Is pain preventing you from enjoying the hobbies that you love? Here are a few gardening and yard work tips to help you avoid experiencing back pain.
1) Warm-up. It is essential to get your body prepared for the rigorous demands of gardening and yard work. A brisk 5-10 minute walk around the house or in the yard can suffice to get your blood flowing and muscles warmed. If you have any previous aches/pain or stiffness, it is essential to perform your Physical Therapy Home Exercise Program prior to heading out into the yard.
2) Gather all the right tools. As in any job, if you do not have the right tools, the job becomes that much more demanding, no only in time, but also physically.
- Use a raised platform for your plants: A raised platform can help avoid any bending or twisting when you are maintaining your plants, or doing some weeding.

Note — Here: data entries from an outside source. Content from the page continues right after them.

PR #73, opened 2017-10-23
Don't allow empty procedure names

### LINKED ISSUE #72: Function name field can be edited to be blank
The function block allows users to edit it to be blank.

PXT issue: https://github.com/Microsoft/pxt/issues/3265

microsoftsam:
If a user edits a procedure name to be blank, we replace it with the original name of the procedure. 

Fixes #72


microsoftsam:
https://github.com/Microsoft/pxt/issues/3265

PR #74, opened 2017-10-23
Better highlighting

microsoftsam:
Better highlight solved by copying the SVG path of a block above the entire stack, with a transparent background, and applying a filter.

betterhighlight


microsoftsam:
@brachbach

Issue #84, opened 2017-11-08
nested get_variable block breaks a number of things in IE


microsoftsam:
There's a bizarre issue with blocks that have get_variable blocks inside of them in IE. 
An example of this is the text_indexOf block in the playground. 
It's definition is: 
```
      <block type="text_indexOf">
        <value name="VALUE">
          <block type="variables_get">
            <field name="VAR">text</field>
          </block>
        </value>
        <value name="FIND">
          <shadow type="text">
            <field name="TEXT">abc</field>
          </shadow>
        </value>
      </block>
```

In IE, when this block is in the toolbox. A few things break, scrolling in the flyout no longer works, and when you drag, the filter applied on the block makes it hidden: 

![ievariablefields](https://user-images.githubusercontent.com/16690124/32565237-4d111b0e-c46b-11e7-8a5d-060e7c5121d2.gif)

Simply dragging out the get_variable block and re-connecting it fixes the issue of the disappearing block. 

Another workaround is to make the get_variable block a shadow block, although Blockly has an assert to avoid this (not sure why), but if we remove the assert scrolling and dragging work fine. 

Note: another block that suffers from similar behaviour. is the if / else block. Perhaps the same root cause.

@rachel-fenichel I'm pretty clueless as to what might be going on, any pointers?
I imagine this would repro in scratch-blocks, but I don't think scratch is using any nested get_variable blocks inside of the flyout.

rachel-fenichel:
Is #83 a dupe of this?

This looks like a serious bug and I've got a couple of guesses, but I don't have a specific answer off the top of my head.

First off, I would expect it to repro in scratch-blocks, but also in Blockly on the playground.  Blockly and Scratch-blocks should be doing very similar things here.  Can you check if it happens in Blockly?

The if/else block doesn't have any variables, right?  Is it the same as the one on scratch-blocks?

If it were just variables I'd say we had a problem with the code that creates a variable as you drag in.  If it were just dragging blocks in IE I'd say the drag surface had a problem.  But not being able to scroll doesn't fit with either of those hypotheses.

Making get_variable a shadow block breaks in this case:
- drag out a block with a shadow variable block (creating the variable)
- cover the shadow
- delete the variable
- uncover the shadow

There's a forum thread about it that goes into more detail, but we're pretty convinced that the restriction is the right choice.

microsoftsam:
Yes #83 was a dupe. Github is playing up on me today. 
Agreed, that it looks serious.

[...]

PR #85, opened 2017-11-08
Fix IE rendering issue causing scrollbar and drag issues

samelhusseini:
Fix issue in IE where the scrollbar and drag breaks in certain cases where an empty input path exists in the rendered block.
As described in https://github.com/Microsoft/pxt-blockly/issues/84, the cases that this appears in our codebase were the ifelse statement and any block that had a get_variable in it. 

The fix here is to define an empty data attribute for the path on initialisation of the path. According to https://www.w3.org/TR/SVGTiny12/paths.html this means the path won't be rendered by the browser, which is okay in this case since we're setting the visibility to hidden anyway. 

Tested on: 
- [x] Edge 16
- [x] Chrome Mac
- [x] Chrome Windows
- [x] Safari
- [x] Firefox Mac
- [x] Firefox Windows

### DIFF
--- a/core/block_svg.js
+++ b/core/block_svg.js
@@ -153,7 +153,8 @@ Blockly.BlockSvg.prototype.initSvg = function() {
     for (var i = 0, input; input = this.inputList[i]; i++) {
       input.init();
       if (input.type === Blockly.INPUT_VALUE) {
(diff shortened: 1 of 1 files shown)


microsoftsam:
Wrong PR.

PR #86, opened 2017-11-08
Fix IE rendering issue causing scrollbar and drag issues

microsoftsam:
Fix issue in IE where the scrollbar and drag breaks in certain cases where an empty input path exists in the rendered block.
As described in https://github.com/Microsoft/pxt-blockly/issues/84, the cases that this appears in our codebase were the ifelse statement and any block that had a get_variable in it. 

The fix here is to define an empty data attribute for the path on initialisation of the path. According to https://www.w3.org/TR/SVGTiny12/paths.html this means the path won't be rendered by the browser, which is okay in this case since we're setting the visibility to hidden anyway. 

Tested on: 
- [x] Edge 16
- [x] Chrome Mac
- [x] Chrome Windows
- [x] Safari
- [x] Firefox Mac
- [x] Firefox Windows
- [x] and obviously IE (11)

### DIFF
--- a/core/block_svg.js
+++ b/core/block_svg.js
@@ -189,7 +189,8 @@ Blockly.BlockSvg.prototype.initInputShape = function(input) {
     'path',
     {
       'class': 'blocklyPath',
-      'style': 'visibility: hidden' // Hide by default - shown when not connected.
+      'style': 'visibility: hidden', // Hide by default - shown when not connected.
+      'd': '' // IE doesn't like paths without the data definition, set an empty default
     },
     this.svgGroup_
   );


microsoftsam:
@rachel-fenichel

rachel-fenichel:
LG, and this should go into scratch-blocks, but I'm still confused about why this would be restricted to variable getters.  Based on what you've said I would expect the problem to occur when loading from XML in IE for any blocks that have a real (non-shadow) block connected to a value input.  

For instance, I would expect loading this to fail in IE on the [scratch-blocks playground](http://llk.github.io/scratch-blocks/playgrounds/tests/vertical_playground.html):

```
<xml xmlns="http://www.w3.org/1999/xhtml">
  <variables></variables>
  <block type="operator_round" id="O+_OKjU#VqyT;$UQEtpj" x="213" y="663">
    <value name="NUM">
      <shadow type="math_number" id="jYR3GIY=+[sf4iU!yY^f">
        <field name="NUM"></field>
      </shadow>
      <block type="operator_round" id="n99XF_w-1PyTB-G^Li#B">
        <value name="NUM">
          <shadow type="math_number" id="2XKLqR:f/`|rFbaV!`i`">
            <field name="NUM"></field>
          </shadow>
        </value>
      </block>
    </value>
  </block>
</xml>
```

microsoftsam:
I'm not sure why it's restricted to variables either, but from what I've gather in the case of variable inputs, the rendering logic creates the DOM element for the input, but doesn't render it (as there's a block to be rendered inside of it, hence it doesn't create the path for it). 
But if you disconnect it (it renders it), and re-connect it, the path data stays there, hidden behind the rendered child block. Hence why it doesn't repro after a re-render.

The above XML doesn't repro in scratch-blocks.
It's possible the above fix is just **masking** the issue, and there really shouldn't be an extra input field DOM in the first place.

Here's some valid user XML that does repro in scratch-blocks: 
```
<xml xmlns="http://www.w3.org/1999/xhtml">
  <variables>
    <variable type="" id="k4F(%ICqJI8{TMJTT^2$">i</variable>
  </variables>
  <block type="looks_switchbackdropto" id="1EI0u[`mJo[63tjYW~1^" x="212" y="147">
    <value name="BACKDROP">
      <block type="data_variable" id="=G^yxBY/_D/krG%Cr(xa">
        <field name="VARIABLE" id="k4F(%ICqJI8{TMJTT^2$" variabletype="">i</field>
      </block>
    </value>
  </block>
</xml>
```

microsoftsam:
Actually, the interesting thing about that scratch-blocks repro, and also the repro that I'm seeing in PXT is that there is **no** shadow block behind the field variable.

Which makes this repro much less likely in scratch-blocks as all inputs have shadow blocks.

screen shot 2017-11-08 at 3 35 11 pm

rachel-fenichel:
The "input shape" referenced in code is that darker oval (or hexagon on other blocks).  I thought it was there on all blocks, regardless of whether they had a shadow.

One more repro check: what about this one?

```
<xml xmlns="http://www.w3.org/1999/xhtml">
  <variables></variables>
  <block type="operator_and" id="{o/zPw8mbvA4/K#l:DY#" x="219" y="340">
    <value name="OPERAND2">
      <block type="operator_not" id=";;WvgQM]fo%[WIC=JHj$"></block>
    </value>
  </block>
</xml>
```
image


Booleans don't have shadow blocks, unlike string and number inputs.  If that fails and the previous one I posted succeeds, it's definitely about input shapes when there is a block but not a shadow block.

microsoftsam:
Yep that failed.

microsoftsam:
So do you think there's an underlying issue? or do we just work around the IE issue by ensure the d attribute is defined.

rachel-fenichel:
I think there may be an underlying issue, but that you should work around the IE issue by merging this fix.  

I'll file a bug on scratch blocks with those two cases, and I can now debug without firing up my IE box, since I know the problem comes from the missing `d` attribute on the `inputShape` path.  I've confirmed that I can see that in chrome--it's just that it doesn't choke on it.

Thanks for all the help!

microsoftsam:
No worries. Thanks for your help as well :)

rachel-fenichel:
Do you know why filter:none fixed it/hid the problem, by the way?

microsoftsam:
I don't really, but this isn't the first time I've seen mid-drag disappearing issues. 
A couple months back, I saw this issue quite consistently in an Electron app setting (with Chromium 56)
I hadn't managed to get as far as I did today, but setting filter:none to the svg.blocklyBlockDragSurface > g avoided the issue altogether. ie: the disappearance only appeared as the filter was applied.

It's possible that a path without the data messes with the filter operations of the browser. I'm not 100% sure.

microsoftsam:
btw, how did you get the Malformed SVG: missing `d` attribute on a `path error in Chrome? What flag do I need to tick to get these errors to show up?

rachel-fenichel:
I made up the phrasing, but I'm glad it sounds like a real error message :)

I loaded the two cases above and used the developer tools to confirm that `d` was not set in Chrome.  I had the hunch that if it was missing in IE, it was probably also missing in Chrome, but that Chrome was recovering.

microsoftsam:
Haha nice!

PR #92, opened 2017-11-18
Support pointer events

microsoftsam:
Now that Chrome 60+ supports pointer events, it's a good time to support this in Blockly.

Import note when supporting pointer events, is to make sure all elements have touch-action:none otherwise the events get cancelled by the device.

Good article RE pointer events: https://developers.google.com/web/updates/2016/10/pointer-events

@rachel-fenichel 

Tested on: 
- Android with Chrome 62
- Edge 16 on Surface Book 
- Chrome 62 on Surface Book 
- Chrome on Mac
- IOS 10
- Safari


rachel-fenichel:
I'm making a PR on blockly with these changes right now, and it looks like some things are missing.

For instance, the touch identifier is a core part of how the gesture code works, but there's no code here to use a pointer event's `pointerId', which is the equivalent field.

It looks like this works because the touch identifier check is never happening.  `Blockly.Touch.shouldHandleEvent` always returns true if the event is not a mouse or touch event, because we always want to handle key events, etc.

That means that `checkTouchIdentifier` is never called, so `getTouchIdentifierFromEvent` is never called.  That's where I'd expect the `pointerId` reference to be.

I haven't verified on a device with pointer events, but I expect that they won't handle multiple touches well right now.  I would expect them to not throw out secondary touches, so putting a second finger down during a drag would make the dragged block bounce back and forth between the two active pointers.  Is that true?  If not, what code is making it work?

microsoftsam:
Thanks @rachel-fenichel, will look into this.

PR #95, opened 2018-01-19
Fix rendering and positioning of hidden inputs

riknoll:
Fixes two bugs:

1. When a value input with no connected block is hidden, the input shape (the thing that is drawn in place of a block) stays rendered while the rest is hidden.
2. When a value input with a connected block is hidden and the parent block is moved, the connection tightening logic was translating the block's SVG but not moving the block's connections. That ended up causing a feedback loop where a block would move way out of position and render incorrectly once the input was un-hidden.

@rachel-fenichel I don't know if these impact mainline Blockly or not; is there a testing process that Sam usually goes through to determine that?

### DIFF
--- a/core/input.js
+++ b/core/input.js
@@ -182,6 +182,13 @@ Blockly.Input.prototype.setVisible = function(visible) {
   }
   this.visible_ = visible;
 
+  // pxtblockly: hidden inputs get filtered out of the block's
+  // render list so the input shapes don't get hidden. Hide them
+  // here instead
+  if (!visible && this.outlinePath) {
+    this.outlinePath.setAttribute('style', 'visibility: hidden');
+  }
+
   var display = visible ? 'block' : 'none';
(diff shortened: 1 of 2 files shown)


rachel-fenichel:
To check if the same problem exists in Blockly or Scratch-Blocks you can use the playgrounds.  The [Blockly](https://blockly-demo.appspot.com/static/tests/playground.html) one is updated whenever we do a release.  The [scratch-blocks](http://llk.github.io/scratch-blocks/playgrounds/tests/vertical_playground.html) one updates more regularly.

In both cases you can use `Blockly.getMainWorkspace()` from the console to get the workspace, then directly get blocks and make calls on them if you need to do something programmatically.

For this particular problem: It looks like it would definitely be a problem in scratch-blocks, which has input shapes.  I'm not sure if it's a problem in Blockly, but I don't think so.

PR #110, opened 2018-08-07
Choose connection targets based on cursor location during drag 

riknoll:
Fixes https://github.com/Microsoft/pxt-microbit/issues/910

We have received a lot of feedback that for large blocks it's difficult to figure out what part of the block needs to overlap an input to get it to connect. In vanilla Blockly it was pretty unambiguous because you just had to line up the puzzle pieces but in Scratch blocks the left side looks just like the right.

This PR is an attempt at making that behavior feel a little more natural by basing the connection logic on the location where the user grabs the block and not the location of the output connection. 

Here is the old behavior:

drag_offset_old

Here is the new behavior:

drag_offset_new

### DIFF
--- a/core/block_dragger.js
+++ b/core/block_dragger.js
@@ -39,9 +39,11 @@ goog.require('goog.asserts');
  * are being dragged by a mouse or touch.
  * @param {!Blockly.BlockSvg} block The block to drag.
  * @param {!Blockly.WorkspaceSvg} workspace The workspace to drag on.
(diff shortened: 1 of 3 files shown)


guillaumejenkins (approved):

jaustin:
I think this looks like a really good improvement and definitely worth deploying to test.

The only other solutions I can think of are more radical and quite probably not easier - for example when you click on the block to drag it we could shrink it down to the small size until dropped :/ ?

dragonx:
Yasssssssss!!!

PR #112, opened 2018-08-16
Bring back mutation to text_join

guillaumejenkins:
(Ignore the fact I changed the text on the block, that's another discussion):

joinmutation

I based these changes on the existing create_array_with logic

See https://github.com/Microsoft/pxt-microbit/issues/996

### DIFF
--- a/blocks/text.js
+++ b/blocks/text.js
@@ -29,6 +29,7 @@ goog.provide('Blockly.Constants.Text');
 goog.require('Blockly.Blocks');
 goog.require('Blockly');
 
+goog.require('Blockly.PXTBlockly.Extensions');
 
 /**
  * Unused constant for the common HSV hue for all blocks in this category.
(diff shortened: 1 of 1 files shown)


blocks/text.js
```diff
@@ -749,35 +750,138 @@ Blockly.Constants.Text.TEXT_JOIN_MUTATOR_MIXIN = {
...
+      if (firstInput && firstInput.connection.targetConnection) {
+        // Create a new shadow DOM with the same type as the first input
+        // but with an empty default value
+        var newInput = this.getInput('ADD' + (this.itemCount_ - 1));
+        var shadowInputDom = firstInput.connection.getShadowDom();
+        if (shadowInputDom) {
+          var shadowDom = document.createElement('shadow');
+          var shadowInputType = shadowInputDom.getAttribute('type');
+          shadowDom.setAttribute('type', shadowInputType);
+          var shadowDomField = document.createElement('field');
```
riknoll: Not sure why this field is being added. Looks like the field for a math_number block but the block type is coming from the shadow dom. Also, I think creating the field and not setting the content doesn't do anything

riknoll (changes requested):

riknoll (approved):

PR #114, opened 2018-09-05
Adding the abillity to remove the "else" in an if/else block

### LINKED ISSUE #1037: The "else" part of the "if-else" block should be removable
**Describe the bug**
In v1, after an "if" block is created, if the user accidentally adds an "else" part vis the "+" button, effectively making the block to an "if-else" block, there is no "-" button to remove the "else" part.

**To Reproduce**
1. Create an "if" block
2. Press the "+" button to add an "else" part

**Expected behavior**
There is a "-" button to remove the "else" part.

**Screenshots**
if-block

riknoll:
Fixes https://github.com/Microsoft/pxt-microbit/issues/1037

if_else_remove

Also fixing a bug with the RIGHT_ALIGN flag for inputs which I don't think we actually use anywhere else.

### DIFF
--- a/blocks/logic.js
+++ b/blocks/logic.js
@@ -128,6 +128,14 @@ Blockly.Blocks['controls_if'] = {
     this.update_(update);
     this.restoreConnections_();
   },
+  removeElse_: function() {
+    this.storeConnections_();
+    var update = function() {
+      this.elseCount_--;
+    };
+    this.update_(update);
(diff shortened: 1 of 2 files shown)


FranklinWhale:
With this change, I think the "if-else" block on the block selection panel may be removed as it can now be replaced by the "if" block.

guillaumejenkins (approved):

PR #119, opened 2018-09-25
Fix issue with removing the else clause when there was a block connected in that input

samelhusseini:
In an if-else statement, when a user tried to remove an else clause and there was a block connected to the if block, it would cause an exception because we were trying to reconnect a block to an input that no longer existed. 

This checks for that input before attempting to reconnect the else clause.

Fixes https://github.com/Microsoft/pxt-ev3/issues/804


pelikhan:
Nice bug!

PR #132, opened 2019-04-01
Document version and default version handling

### LINKED ISSUE #101: Document expected usage of `default` characteristic of scenarios, especially in use with `clone()`
Per our discussion in #97, it would be useful to have a documentation page that covers aspects of how versioning is done on model/scenario data. There are two main topics I see that could be covered at the moment.

First is the application of the `default` characteristic. How is this updated? What happens if there is no default version? How does this interact with `clone()`?

Second is the possible results from `clone()` with various arguments. E.g., what if I only give `model`, only `scenario` or both? What if model and scenario are the same as the copy-ee?

This could be pretty simple page enumerating all possible procedures with expected outcomes.

khaeru:
This documents how versions and default versions are handled for some API calls.

It also includes one functional change: if `Scenario.clone()` is called on a subclass of `Scenario`, the subclass constructor is called to create the return value. This allows the method to be called on, e.g. `message_ix.Scenario` without overloading.

Closes #101

**PR checklist:**
- [x] Tests added (N/A)
- [x] Documentation added

### DIFF
--- a/RELEASE_NOTES.md
+++ b/RELEASE_NOTES.md
@@ -2,7 +2,7 @@
 # Next Release
 
 - [#130](https://github.com/iiasa/ixmp/pull/130): Recognize `IXMP_DATA` environment variable for configuration and local databases.
-- [#129](https://github.com/iiasa/ixmp/pull/129): Fully implement `Scenario.clone()` across platforms (databases).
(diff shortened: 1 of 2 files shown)


khaeru:
@danielhuppmann @zikolach please let me know if this is inconsistent with anything going on on the Java side.

gidden:
OK LGTM!

PR #133, opened 2019-04-04
Updated pytest version requirement to >=3.9

zikolach:
As a minor change I hope it does not need to be included to changelog


khaeru:
For the record, this is because some people were reporting that `tmp_path_factory` could not be found when running tests. This was introduced in pytest 3.9.

PR #141, opened 2019-06-06
small check in dantzig example to be able to run this more than once …

gidden:
Small update to `ixmp.testing` to allow for running the dantzig example on already existing databases


danielhuppmann:
I added this check in the functions in `core.py` on the `ixmp` branch for the next release - I think it makes more sense to have it there.

gidden:
OK, closing

PR #142, opened 2019-06-07
Requirements for MESSAGEix release 1.2

danielhuppmann:

- [x] Tests Added
- [x] Documentation Added

# Description

This PR fully implements the feature to clone scenarios across platforms. The `clone()` and `remove_solution(keep_solution=False)` functions now also delete IAMC-style timeseries in a scenario (in the model horizon) to ensure consistency between the model solution (variables and equations) and derived reporting.

This PR also includes the changes in the unerlying Java core to suport the forthcoming release 1.2 of the `message_ix` package.


gidden:
I'm starting to try to take a look here @danielhuppmann . I assume if this is merged, we need to also merge iiasa/message_ix#205 to keep them in line?

ixmp/utils.py
```diff
@@ -34,6 +34,13 @@ def islistable(x):
     return isinstance(x, collections.Iterable) and not isstr(x)
 
 
+def isyear(y, s):
```
gidden: This function seems clunky and doesn't provide the same functionality/interface as the rest of our `is*()` functions which simply say `True` or `False`. I think we would save more in code understanding if the two blocks that use this simply expand to:

```
if y is not None and isinstanc(y, int):
    do_stuff()
elif y is not None:
    raise error about type
```

gidden: And just remove this line - I think in total we're saving like 2-4 lines by using this function at the moment. If we notice it gets used much more frequently, then we can reassess.

ixmp/core.py
```diff
@@ -299,7 +306,21 @@ def add_region_synomym(self, region, mapped_to):
...
+        if region not in list(_regions['region']):
+            self._jobj.addNodeSynonym(mapped_to, region)
+        else:
+            _logger_region_exists(_regions, region)
+
+
+def _logger_region_exists(_regions, r):
+    region = _regions.set_index('region').loc[r]
+    msg = 'region `{}` is already defined in the platform instance'
+    if region.mapped_to is not None:
```
gidden: I would prefer we use explicitly indexing here (i.e., region['mapped_to']) so we all know this is a column and not an element on some custom dataframe class. Same below!

ixmp/core.py
```diff
@@ -1174,19 +1198,24 @@ def clone(self, model=None, scenario=None, annotation=None,
...
+                             'with `keep_solution=True`!')
 
-        platform = self.platform if not platform else platform
-        model = self.model if not model else model
-        scenario = self.scenario if not scenario else scenario
+        platform = platform or self.platform
+        model = model or self.model
+        scenario = scenario or self.scenario
+        args = [platform._jobj, model, scenario, annotation, keep_solution]
+        if isyear(first_model_year, 'first_model_year'):
```
gidden: see my comment whwere `isyear()` is defined

ixmp/core.py
```diff
@@ -1230,24 +1259,33 @@ def read_sol_from_gdx(self, path, filename, comment=None,
...
         Raises
         ------
         ValueError
-            If Scenario has no solution.
+            If Scenario has no solution or if `first_model_year` is not `int`.
         """
         if self.has_solution():
             self.clear_cache()  # reset Python data cache
-            self._jobj.removeSolution()
+            if isyear(first_model_year, 'first_model_year'):
```
gidden: see my comment whwere `isyear()` is defined

ixmp/utils.py
gidden: I see now it's also used one time in the iiasa/message_ix#205, but my preference here remains.

ixmp/core.py
```diff
@@ -1174,19 +1198,24 @@ def clone(self, model=None, scenario=None, annotation=None,
                 ' release, please use `scenario`')
             scenario = kwargs.pop('scen')
 
-        first_model_year = first_model_year or 0
+        if keep_solution and first_model_year is not None:
+            raise ValueError('Use `keep_solution=False` when cloning with '
+                             '`first_model_year`!')
+
+        if platform is not None and not keep_solution:
+            raise ValueError('Cloning across platforms is only possible '
```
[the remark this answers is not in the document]
danielhuppmann: Because the Java backend is a mess and implementing all features would even take more time. So the current approach is the first least-bad option:
 - if you are cloning in the same platform, you can discard the solution on the fly or shift the first model year
 - you can create an exact duplicate in a difference platform

ixmp/core.py
danielhuppmann: done

ixmp/core.py
danielhuppmann: done

ixmp/core.py
danielhuppmann: done

ixmp/utils.py
danielhuppmann: changed to `check_year()` as discussed offline

ixmp/core.py
```diff
@@ -1150,16 +1172,18 @@ def clone(self, model=None, scenario=None, annotation=None,
...
         annotation : str, optional
-            Explanatory comment for the clone operation.
-        keep_solution : bool
-            If :py:const:`True`, include data from an existing model solution
-            in the clone.
-        first_model_year: int
-            If given, all time series data in the Scenario is omitted from the
-            clone for years from `first_model_year` onwards. Time series data
+            Explanatory comment for the clone commit message to the database.
+        keep_solution : bool, default True
```
khaeru: [The convention](https://numpydoc.readthedocs.io/en/latest/format.html#docstring-standard) is to do like `keep_solution : bool, optional`. The default is shown in the built docs automatically; [see here](https://message.iiasa.ac.at/projects/ixmp/en/latest/api/python_core.html#ixmp.Scenario.clone).

ixmp/core.py
```diff
@@ -1174,19 +1198,24 @@ def clone(self, model=None, scenario=None, annotation=None,
...
+        if platform is not None and not keep_solution:
+            raise ValueError('Cloning across platforms is only possible '
+                             'with `keep_solution=True`!')
 
-        platform = self.platform if not platform else platform
-        model = self.model if not model else model
-        scenario = self.scenario if not scenario else scenario
+        platform = platform or self.platform
+        model = model or self.model
+        scenario = scenario or self.scenario
```
khaeru: Nice! Cleaner.

ixmp/core.py
```diff
@@ -1230,24 +1259,33 @@ def read_sol_from_gdx(self, path, filename, comment=None,
...
-        database.
+        If ``has_solution() == True``, model solution data exists in the db.
         """
         return self._jobj.hasSolution()
 
-    def remove_solution(self):
-        """Delete the model solution.
+    def remove_solution(self, first_model_year=None):
+        """Delete the model solution (variables and equations) and timeseries
+        data marked as `meta=False` (see :meth:`TimeSeries.add_timeseries`).
```
khaeru: The summary line of the docstring should fit on one line.

ixmp/testing.py
```diff
@@ -134,10 +150,9 @@ def make_dantzig(mp, solve=False):
     mp.add_region('DantzigLand', 'country')
 
     # initialize a new (empty) instance of an `ixmp.Scenario`
-    model = 'canning problem'
-    scenario = 'standard'
     annot = "Dantzig's transportation problem for illustration and testing"
-    scen = Scenario(mp, model, scenario, version='new', annotation=annot)
+    args = models['dantzig'].copy()
+    scen = Scenario(mp, version='new', annotation=annot, **args)
```
khaeru: `args` and `copy()` unnecessary…just do ``Scenario(…, **models['dantzig'])``.

ixmp/core.py
danielhuppmann: Thanks!

ixmp/core.py
danielhuppmann: done

ixmp/core.py
danielhuppmann: done

danielhuppmann:
thanks @khaeru and @gidden for the review - all suggested changes implemented (and cloning across platforms should now *really*  work)

gidden:
Thanks @danielhuppmann !!

I'll leave the branch alive, but it should be deleted upon the actual release.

- If gardening in the ground, consider using a bucket to sit on: When you are sitting on a bucket, be sure to position yourself so that the weight of your body is supported through your bones, not through sitting in some awkward position and you are having your muscles hold you up. Make sure when sitting, you are actually sitting on your two sitting bones, so that you have a firm connection between you and the bucket.
3) Keep an eye on your body mechanics. It is essential to keep good posture while working the yard. The more bending over that is required on the job, the more important that using the right body mechanics is key. Avoid excessive forward bending at the trunk; utilize the strength of your legs to perform a lunge or squat to do your heavy lifting.
- Avoiding excessive twisting maneuvers. Work on the plants and ground in front of you. Twisting maneuvers, reaching behind you or to the side puts significantly more stress on your back and you risk increased chance of having back pain.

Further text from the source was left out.